PR #857, opened 2026-06-03
chore(ci): remove JaCoCo parser config from codecov.yml

Jah-yee:
Remove JaCoCo parser configuration from codecov.yml as it is not needed.


bindsi (approved):
Automated review: Clean removal of unused JaCoCo parser config from codecov.yml. This repo is Python-only (no Java/Kotlin), so the JaCoCo parser section is indeed dead config. LGTM.

PR #348, opened 2023-07-09
pydantic compatibility warning

pjbull:
Actual migration to support 2.0.0 is going to be a bunch more work, so adding just the warning for the time being.

```python
❯ pip list | grep pydantic
pydantic                   1.10.11

❯python
Python 3.11.4 (main, Jul  5 2023, 08:41:25) [Clang 14.0.6 ] on darwin
>>> import cloudpathlib
>>> quit()

❯ pip install -U pydantic
...
Successfully installed pydantic-2.0.2

❯ python
Python 3.11.4 (main, Jul  5 2023, 08:41:25) [Clang 14.0.6 ] on darwin
>>> import cloudpathlib
/Users/bull/code/cloudpathlib/cloudpathlib/__init__.py:49: PydanticVersionWarning: This version of cloudpathlib is only compatible with pydantic<2.0.0. You can ignore this warning if none of your pydantic models are annotated with cloudpathlib types.
  warn(PydanticVersionWarning(PydanticVersionWarning.message))
```

Docs preview:
https://deploy-preview-348--gallant-agnesi-5f7bb3.netlify.app/integrations/
image

### DIFF
--- a/HISTORY.md
+++ b/HISTORY.md
@@ -1,5 +1,9 @@
 # cloudpathlib Changelog
 
+## v0.15.1 (2023-06-16)
+ - Warn if Pydantic >= 2.0.0 since we are not yet compatible.
+
+
 ## v0.15.0 (2023-06-16)
 
 - Changed return type for `CloudPathMeta.__call__` to fix problems with pyright/pylance ([PR #330](https://github.com/drivendataorg/cloudpathlib/pull/330))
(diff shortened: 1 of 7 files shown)


pjbull:
Actually, not sure that we need this PR if we merge #349. It may be nice to give folks a warning on this version, but since we can do side-by-side, people can simply upgrade to the next release if they need pydantic v2 support.

PR #349, opened 2023-07-10
Pydantic v2 update

pjbull:
~~Note: This is on top of #348 and should be merged after that. Commits from `65d7911` have the relevant changes.~~

**Updated to be an incremental change without needing different pydantic v1/v2 compatible versions.**

Update for compatibility with pydantic v2. Since the two relevant method names changed entirely, we can keep v1/v2 compatibility side by side.

Manually ran test suite on pydantic 1.10 and 2.0

Tried a few other implementations [from the docs](https://docs.pydantic.dev/2.0/usage/types/custom/) like using `Annotated` and also a separate mixin class, but ultimately this implementation, which is a minimal set of changes from our v1 implementation, is the one that played best with our dispatch/polymorphism (and didn't require any public API changes).

### DIFF
--- a/tests/mock_clients/mock_s3.py
+++ b/tests/mock_clients/mock_s3.py
@@ -90,6 +90,9 @@ class MockBoto3Object:
 
     def download_file(self, to_path, Config=None, ExtraArgs=None):
         to_path = Path(to_path)
+
+        to_path.parent.mkdir(parents=True, exist_ok=True)
+
         to_path.write_bytes(self.path.read_bytes())
         # track config to make sure it's used in tests
         self.resource.download_config = Config
--- a/HISTORY.md
+++ b/HISTORY.md
@@ -1,5 +1,9 @@
 # cloudpathlib Changelog
 
+## v0.15.1 (2023-06-16)
+ - Warn if Pydantic >= 2.0.0 since we are not yet compatible.
+
+
 ## v0.15.0 (2023-06-16)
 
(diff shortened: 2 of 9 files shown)


tests/mock_clients/mock_s3.py
```diff
@@ -90,6 +90,9 @@ def copy_from(self, CopySource=None, Metadata=None, MetadataDirective=None):
 
     def download_file(self, to_path, Config=None, ExtraArgs=None):
         to_path = Path(to_path)
+
+        to_path.parent.mkdir(parents=True, exist_ok=True)
```
pjbull, line 94: Added to address MacOS test failures:
https://github.com/drivendataorg/cloudpathlib/actions/runs/5366826109/jobs/9736473309

I couldn't get a root cause why that was the only scenario of cloud provider/os to fail and why it started happening without a code change on our part. We actually already do this creation in the Mock for GCS, and if it were a problem with the test code not making all the directories in the ways end users would need to, I would expect the live tests to fail.

jayqi (approved):
Looks good. I wonder if we could get the Annotated version of this to work, because I recall that adding these methods makes `AnyPath` not work as a protocol class for type checking with `CloudPath` and `Path`.

pjbull:
> Looks good. I wonder if we could get the Annotated version of this to work, because I recall that adding these methods makes AnyPath not work as a protocol class for type checking with CloudPath and Path.

Yeah, it does seem like it should be possible, but IIRC it wasn't playing nice with the current `ABC` implementation of `AnyPath`.

PR #361, opened 2023-08-20
Implement env var for local cache dir

### LINKED ISSUE #352: Set local_cache_dir from environment variable?
If I want a persistent cache, I can set `CLOUPATHLIB_FILE_CACHE_MODE`. But I then have to pass a `local_cache_dir` in code - why not allow this to also be set from the environment?

pjbull:
Closes #352


tests/test_caching.py
```diff
@@ -278,6 +279,28 @@ def test_environment_variable_instantiation(rig: CloudProviderTestRig, tmpdir):
         os.environ["CLOUPATHLIB_FILE_CACHE_MODE"] = original_env_setting
 
 
+def test_environment_variable_local_cache_dir(rig: CloudProviderTestRig, tmpdir):
```
jayqi, line 282: `tmpdir` is deprecated and we should use `tmp_path` instead: https://docs.pytest.org/en/stable/how-to/tmp_path.html#the-tmpdir-and-tmpdir-factory-fixtures

jayqi (changes requested):

tests/test_caching.py
pjbull: Added issue #370 to make this change everywhere

PR #365, opened 2023-09-28
PR: fix localpath fallback

hoshimura:
I would really like to see cloudpathlib as a transparent replacement to pathlib and with this PR I have tried to mitigate the problems I encountered when the path type is not known and there might be a mix between local and remote paths.
Looking forward to comments on where I rounded to many corners.
Change-Id: I19d3e43096dbc46671ad55d28dadc7741d09822d

### DIFF
--- a/cloudpathlib/local/localclient.py
+++ b/cloudpathlib/local/localclient.py
@@ -7,11 +7,11 @@ import shutil
 from tempfile import TemporaryDirectory
 from typing import Callable, Dict, Iterable, List, Optional, Tuple, Union
 
-from ..client import Client
+from ..client import Client, register_client_class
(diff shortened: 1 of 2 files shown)


pjbull:
@hoshimura Could you file an issue with some more details about what you're trying to do and what is and isn't working?

hoshimura:
Ok, I guess I am more of a doer than a reader. It was obviously AnyPath I was looking for. Just confused why it wasn't under the CloudPath umbrella namewise. My problem was that I tried CloudPath("localpath") and got InvalidPrefixError. Not finding the obvious, but instead the LocalPath and client.... Ok, apart from this PR handles file:// uris everything I wish for with this PR is in AnyPath

PR #373, opened 2023-10-30
Fix an error when incomplete S3Client is destroyed

bryanwweber:
If an error occurs during initialization of the S3Client instance, the initializer for the Client superclass is never called. This could happen, for example, when the S3Client has a bad profile name passed which botocore doesn't understand. The specific error is that the file_cache_mode attribute is not set because the superclass initializer is not called in the S3Client initializer if an error occurs during S3 session setup. This commit moves the superclass initializer to the top of the S3Client initializer to ensure that all superclass attributes are defined if/when any errors occur.

The same fix is applied for the Google client and the local client.

Closes #372

----------------

Contributor checklist:

 - [X] I have read and understood `CONTRIBUTING.md`
 - [X] Confirmed an issue exists for the PR, and the text `Closes #issue` appears in the PR summary (e.g., `Closes #123`).
 - [X] Confirmed PR is rebased onto the latest base
 - [x] Confirmed failure before change and success after change
 - [X] Any generic new functionality is replicated across cloud providers if necessary
 - [ ] Tested manually against live server backend for at least one provider
 - [ ] Added tests for any new functionality
 - [ ] Linting passes locally
 - [ ] Tests pass locally
 - [x] Updated `HISTORY.md` with the issue that is addressed and the PR you are submitting. If the top section is not `## UNRELEASED``, then you need to add a new section to the top of the document for your change.

PR #375, opened 2023-11-01
Fix an error when incomplete S3Client is destroyed (#373)

### LINKED ISSUE #372: `AttributeError` when __del__ is called on S3Client that errors during __init__
If an exception is raised during the creation of an S3Client instance, subsequently tearing down that instance via `Client.__del__` results n an `AttributeError`:

```python
❯ poetry run python        
Python 3.11.5 (main, Sep 22 2023, 12:39:47) [Clang 15.0.0 (clang-1500.0.40.1)] on darwin
>>> import cloudpathlib
>>> cloudpathlib.S3Client(profile_name="some-bad-profile")
  File "<stdin>", line 1, in <module>
  File ".venv/lib/python3.11/site-packages/cloudpathlib/s3/s3client.py", line 86, in __init__
    self.sess = Session(
                ^^^^^^^^
  File "venv/lib/python3.11/site-packages/boto3/session.py", line 90, in __init__
    self._setup_loader()
  File ".venv/lib/python3.11/site-packages/boto3/session.py", line 131, in _setup_loader
    self._loader = self._session.get_component('data_loader')
                   ^^^^^^^^^^^^^^^^^^^^^^^^^^^^^^^^^^^^^^^^^^
  File ".venv/lib/python3.11/site-packages/botocore/session.py", line 802, in get_component
    return self._components.get_component(name)
           ^^^^^^^^^^^^^^^^^^^^^^^^^^^^^^^^^^^^
  File ".venv/lib/python3.11/site-packages/botocore/session.py", line 1140, in get_component
    self._components[name] = factory()
                             ^^^^^^^^^
  File ".venv/lib/python3.11/site-packages/botocore/session.py", line 199, in <lambda>
    lambda: create_loader(self.get_config_variable('data_path')),
                          ^^^^^^^^^^^^^^^^^^^^^^^^^^^^^^^^^^^^^
  File "venv/lib/python3.11/site-packages/botocore/session.py", line 323, in get_config_variable
    return self.get_component('config_store').get_config_variable(
           ^^^^^^^^^^^^^^^^^^^^^^^^^^^^^^^^^^^^^^^^^^^^^^^^^^^^^^^
  File ".venv/lib/python3.11/site-packages/botocore/configprovider.py", line 459, in get_config_v
ariable
    return provider.provide()
           ^^^^^^^^^^^^^^^^^^
  File ".venv/lib/python3.11/site-packages/botocore/configprovider.py", line 665, in provide
    value = provider.provide()
            ^^^^^^^^^^^^^^^^^^
  File ".venv/lib/python3.11/site-packages/botocore/configprovider.py", line 755, in provide
    scoped_config = self._session.get_scoped_config()
                    ^^^^^^^^^^^^^^^^^^^^^^^^^^^^^^^^^
  File ".venv/lib/python3.11/site-packages/botocore/session.py", line 422, in get_scoped_config
    raise ProfileNotFound(profile=profile_name)
botocore.exceptions.ProfileNotFound: The config profile (some-bad-profile) could not be found
>>> quit()
Exception ignored in: <function Client.__del__ at 0x1031bcc20>
  File ".venv/lib/python3.11/site-packages/cloudpathlib/client.py", line 88, in __del__
    if self.file_cache_mode in [
       ^^^^^^^^^^^^^^^^^^^^
AttributeError: 'S3Client' object has no attribute 'file_cache_mode'
```

This is happening because the `super().__init__()` call happens at the bottom of the `S3Client.__init__()` method ([here](https://github.com/drivendataorg/cloudpathlib/blob/ffbdd1c7af1e90bcfdabb1432f5982be31263e13/cloudpathlib/s3/s3client.py#L130-L134)), so `Client.file_cache_mode` is not set before the error occurs. I checked and there doesn't seem to be a particular reason that `super().__init__()` needs to be called at the bottom (all the args are just pass through from the `S3Client.__init__()` signature). I'm happy to submit a PR to fix this by moving the `super().__init__()` up in `S3Client.__init__()` and other related classes too, if that seems like the right fix. Thanks!

pjbull:
Repo-local PR for live tests of #373

------------

* Fix an error when incomplete S3Client is destroyed

If an error occurs during initialization of the S3Client instance, the initializer for the Client superclass is never called. This could happen, for example, when the S3Client has a bad profile name passed which botocore doesn't understand. When the remainder of the class is garbage collected (for example, at interpreter shutdown), Python calls the __del__ method of the Client superclass. The specific error is that the file_cache_mode attribute is not set because the superclass initializer is not called in the S3Client initializer if an error occurs during S3 session setup.

This change uses getattr with a default value to avoid the AttributeError in the __del__ method.

Closes #372

### DIFF
--- a/HISTORY.md
+++ b/HISTORY.md
@@ -1,8 +1,11 @@
 # cloudpathlib Changelog
 
+## Unreleased
+- Fix `S3Client` cleanup via `Client.__del__` when `S3Client` encounters an exception during initialization. (Issue [#372](https://github.com/drivendataorg/cloudpathlib/issues/372), PR [#373](https://github.com/drivendataorg/cloudpathlib/pull/373))
+
 ## v0.16.0 (2023-10-09)
  - Add "CloudPath" as return type on `__init__` for mypy issues. ([Issue #179](https://github.com/drivendataorg/cloudpathlib/issues/179), [PR #342](https://github.com/drivendataorg/cloudpathlib/pull/342))
- - Add `with_stem` to all path types when python version supports it (>=3.9). ([Issue #287](https://github.com/drivendataorg/cloudpathlib/issues/287), [PR #290](https://github.com/drivendataorg/cloudpathlib/pull/290), thanks to [@Gilthans](https://github.com/Gilthans)) 
+ - Add `with_stem` to all path types when python version supports it (>=3.9). ([Issue #287](https://github.com/drivendataorg/cloudpathlib/issues/287), [PR #290](https://github.com/drivendataorg/cloudpathlib/pull/290), thanks to [@Gilthans](https://github.com/Gilthans))
  - Add `newline` parameter to the `write_text` method to align to `pathlib` functionality as of Python 3.10. [PR #362](https://github.com/drivendataorg/cloudpathlib/pull/362), thanks to [@pricemg](https://github.com/pricemg).
  - Add support for Python 3.12 ([PR #364](https://github.com/drivendataorg/cloudpathlib/pull/364))
  - Add `CLOUDPATHLIB_LOCAL_CACHE_DIR` env var for setting local_cache_dir default for clients ([Issue #352](https://github.com/drivendataorg/cloudpathlib/issues/352), [PR #357](https://github.com/drivendataorg/cloudpathlib/pull/357))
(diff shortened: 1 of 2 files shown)


pjbull:
Everything passes here, so I will merge. I think the windows test on #373 may just have been flaky. Thanks @bryanwweber!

Exercise: Where a line of the records includes "more", copy it.

Exercise solution:
Actual migration to support 2.0.0 is going to be a bunch more work, so adding just the warning for the time being.
@hoshimura Could you file an issue with some more details about what you're trying to do and what is and isn't working?
Ok, I guess I am more of a doer than a reader. It was obviously AnyPath I was looking for. Just confused why it wasn't under the CloudPath umbrella namewise. My problem was that I tried CloudPath("localpath") and got InvalidPrefixError. Not finding the obvious, but instead the LocalPath and client.... Ok, apart from this PR handles file:// uris everything I wish for with this PR is in AnyPath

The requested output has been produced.